### DATA TO PROCESS
⟨

PR #2409, opened 2024-10-28
CAS1 - Enable Reduce Info on Apply Functionality

davidatkinsuk:
This enables the following functionality in production:

* only list adjudications up to 12 months
* only list specific prison case note types


RobBoothMOJ (approved):
approved

PR #2410, opened 2024-10-28
APS-1457 - Disable reduce info on apply features

davidatkinsuk:
Disabling these features whilst we investigate some issues relates to existing applications using entities no longer being returned by the API


froddd (approved):
👍

RobBoothMOJ (approved):
Approved

bobmeredith (commented):
LGTM

PR #2413, opened 2024-10-28
APS-1464 Remove premises/bookings/move endpoint

davidatkinsuk:
This is not in use by any CAS UI and can be removed


Rosie-Brigham (approved):
Burn it all!

PR #2414, opened 2024-10-28
remove redis tracking from app insights

Rosie-Brigham:
This PR forms part of [API-1357](https://dsdmoj.atlassian.net/jira/software/c/projects/APS/boards/1328?selectedIssue=APS-1375), reviewing our usage of app insights (which is larrrrrge!)

I have updated the app insight config to not track redis, as there seems little business need for this
I have also reduced the sampling for the health and info endpoint to 5%, as [per this guidance](https://docs.google.com/document/d/1uG7Ne1_B2RwgREI-iMXHVnyQfuIQykDVfMQ1k-h-xHk/edit)

### DIFF
--- a/applicationinsights.json
+++ b/applicationinsights.json
@@ -8,6 +8,9 @@
   "instrumentation": {
     "logging": {
       "level": "DEBUG"
+    },
+    "redis": {
+      "enabled": false
     }
   },
   "selfDiagnostics": {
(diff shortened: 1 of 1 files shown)


applicationinsights.json
```diff
@@ -8,6 +8,9 @@
   "instrumentation": {
     "logging": {
       "level": "DEBUG"
+    },
+    "redis": {
+      "enabled": false
```
davidatkinsuk, line 13: i noticed the guidance suggests sampling redis at 5% which i _could_ see being useful just as a sanity check that we are using caching. BUT - i don't recall ever making use of these redis logs in the last year so i think it's fine to completely disable 👍

davidatkinsuk (approved):
LGTM 👍

applicationinsights.json
Rosie-Brigham: Yeah that was my thinking - chatting to other folks no one else seems to use it either. If it is important we can just turn it on again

⟩

### AIM OF THE EXERCISE
Which lines of the records above contain the word "features"? Report each one in full.

### RESPONSE BOX
APS-1457 - Disable reduce info on apply features
Disabling these features whilst we investigate some issues relates to existing applications using entities no longer being returned by the API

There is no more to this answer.